Top of Record excerpts

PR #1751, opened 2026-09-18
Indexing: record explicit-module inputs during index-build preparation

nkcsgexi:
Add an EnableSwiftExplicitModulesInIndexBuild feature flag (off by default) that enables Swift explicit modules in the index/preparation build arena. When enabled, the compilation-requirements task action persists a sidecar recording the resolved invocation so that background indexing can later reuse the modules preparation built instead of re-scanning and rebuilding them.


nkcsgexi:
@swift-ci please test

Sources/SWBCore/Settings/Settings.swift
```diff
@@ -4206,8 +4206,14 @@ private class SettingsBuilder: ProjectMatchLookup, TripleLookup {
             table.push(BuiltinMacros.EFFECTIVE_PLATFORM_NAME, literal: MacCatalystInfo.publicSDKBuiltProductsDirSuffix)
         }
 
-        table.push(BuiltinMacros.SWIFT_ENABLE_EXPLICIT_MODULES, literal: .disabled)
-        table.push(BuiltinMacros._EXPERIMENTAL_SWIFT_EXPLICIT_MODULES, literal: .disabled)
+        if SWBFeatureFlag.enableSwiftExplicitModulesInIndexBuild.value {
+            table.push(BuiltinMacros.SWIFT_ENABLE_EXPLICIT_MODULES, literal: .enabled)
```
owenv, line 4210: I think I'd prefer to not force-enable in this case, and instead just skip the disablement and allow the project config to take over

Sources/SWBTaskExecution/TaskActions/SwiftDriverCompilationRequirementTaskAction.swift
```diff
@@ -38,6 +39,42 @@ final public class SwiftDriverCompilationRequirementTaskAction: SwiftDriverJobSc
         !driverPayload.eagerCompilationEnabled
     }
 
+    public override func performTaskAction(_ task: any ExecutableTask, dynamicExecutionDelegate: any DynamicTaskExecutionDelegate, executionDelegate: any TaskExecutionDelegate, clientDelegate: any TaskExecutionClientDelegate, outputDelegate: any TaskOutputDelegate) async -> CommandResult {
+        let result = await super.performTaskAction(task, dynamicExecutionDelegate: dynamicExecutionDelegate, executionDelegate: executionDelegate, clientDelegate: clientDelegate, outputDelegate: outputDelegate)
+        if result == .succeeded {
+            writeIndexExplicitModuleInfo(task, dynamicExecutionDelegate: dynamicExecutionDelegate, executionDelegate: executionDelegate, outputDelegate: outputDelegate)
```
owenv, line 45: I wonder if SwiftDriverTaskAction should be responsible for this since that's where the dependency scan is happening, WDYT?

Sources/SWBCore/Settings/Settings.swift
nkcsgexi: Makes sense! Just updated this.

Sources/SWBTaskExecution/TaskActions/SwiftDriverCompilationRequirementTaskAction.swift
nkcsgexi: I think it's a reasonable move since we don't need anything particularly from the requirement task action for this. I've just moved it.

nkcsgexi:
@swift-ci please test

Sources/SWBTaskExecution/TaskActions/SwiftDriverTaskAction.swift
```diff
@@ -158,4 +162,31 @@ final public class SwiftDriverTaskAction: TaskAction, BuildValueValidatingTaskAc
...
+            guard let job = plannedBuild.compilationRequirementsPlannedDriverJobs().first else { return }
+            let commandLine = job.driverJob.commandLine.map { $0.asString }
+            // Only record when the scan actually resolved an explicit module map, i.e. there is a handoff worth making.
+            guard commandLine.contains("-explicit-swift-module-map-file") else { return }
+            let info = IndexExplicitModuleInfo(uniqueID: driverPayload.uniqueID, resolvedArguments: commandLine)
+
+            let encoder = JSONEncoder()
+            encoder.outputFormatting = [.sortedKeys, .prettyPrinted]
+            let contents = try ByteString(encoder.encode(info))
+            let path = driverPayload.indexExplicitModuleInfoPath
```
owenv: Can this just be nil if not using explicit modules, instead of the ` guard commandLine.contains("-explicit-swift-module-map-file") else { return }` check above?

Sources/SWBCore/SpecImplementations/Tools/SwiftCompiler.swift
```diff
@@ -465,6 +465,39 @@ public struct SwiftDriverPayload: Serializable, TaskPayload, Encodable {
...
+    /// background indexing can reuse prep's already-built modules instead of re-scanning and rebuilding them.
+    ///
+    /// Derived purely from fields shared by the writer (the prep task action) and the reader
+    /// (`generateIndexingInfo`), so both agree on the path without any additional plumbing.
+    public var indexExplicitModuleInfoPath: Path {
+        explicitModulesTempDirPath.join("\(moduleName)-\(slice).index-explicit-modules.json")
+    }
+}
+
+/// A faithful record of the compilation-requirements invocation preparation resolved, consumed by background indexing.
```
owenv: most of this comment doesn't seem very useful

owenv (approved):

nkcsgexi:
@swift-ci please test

Bottom of Record excerpts

Find the number of lines above that hold the word "owenv", then write that number by itself.

5